* _PROBLEM STATEMENT_:
Word for word, give the entries back.

* _DATA SHOWN_:
PR #2347, opened 2024-02-14
apply ojdbc11 not ojdbc8

sdelamo:
I assume we should apply ojdbc11 instead of ojdbc8

### DIFF
--- a/starter-core/src/main/java/io/micronaut/starter/feature/database/Oracle.java
+++ b/starter-core/src/main/java/io/micronaut/starter/feature/database/Oracle.java
@@ -31,9 +31,17 @@ public class Oracle extends DatabaseDriverFeature {
 
     public static final String NAME = "oracle";
     public static final String VERTX_ORACLE_CLIENT = "vertx-oracle-client";
+
+    @Deprecated(forRemoval = true)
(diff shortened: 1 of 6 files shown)


radovanradic (approved):

starter-core/src/main/java/io/micronaut/starter/feature/database/Oracle.java
```diff
@@ -31,12 +31,20 @@ public class Oracle extends DatabaseDriverFeature {
 
     public static final String NAME = "oracle";
     public static final String VERTX_ORACLE_CLIENT = "vertx-oracle-client";
+
+    @Deprecated(forRemoval = true)
```
alvarosanchez, line 35: IMO it doesn't make sense to deprecate this. It should be removed. I know you did it for strict SemVer compatibility, but honestly, this particular case should be removed

alvarosanchez (approved):

starter-core/src/main/java/io/micronaut/starter/feature/database/Oracle.java
sdelamo: I am trying to be conservative about unnecessary breaking changes to make the GCN Launcher integration easier.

* _ANSWER BELOW_:
PR #2347, opened 2024-02-14
apply ojdbc11 not ojdbc8

sdelamo:
I assume we should apply ojdbc11 instead of ojdbc8

### DIFF
--- a/starter-core/src/main/java/io/micronaut/starter/feature/database/Oracle.java
+++ b/starter-core/src/main/java/io/micronaut/starter/feature/database/Oracle.java
@@ -31,9 +31,17 @@ public class Oracle extends DatabaseDriverFeature {
 
     public static final String NAME = "oracle";
     public static final String VERTX_ORACLE_CLIENT = "vertx-oracle-client";
+
+    @Deprecated(forRemoval = true)
(diff shortened: 1 of 6 files shown)


radovanradic (approved):

starter-core/src/main/java/io/micronaut/starter/feature/database/Oracle.java
```diff
@@ -31,12 +31,20 @@ public class Oracle extends DatabaseDriverFeature {
 
     public static final String NAME = "oracle";
     public static final String VERTX_ORACLE_CLIENT = "vertx-oracle-client";
+
+    @Deprecated(forRemoval = true)
```
alvarosanchez, line 35: IMO it doesn't make sense to deprecate this. It should be removed. I know you did it for strict SemVer compatibility, but honestly, this particular case should be removed

alvarosanchez (approved):

starter-core/src/main/java/io/micronaut/starter/feature/database/Oracle.java
sdelamo: I am trying to be conservative about unnecessary breaking changes to make the GCN Launcher integration easier.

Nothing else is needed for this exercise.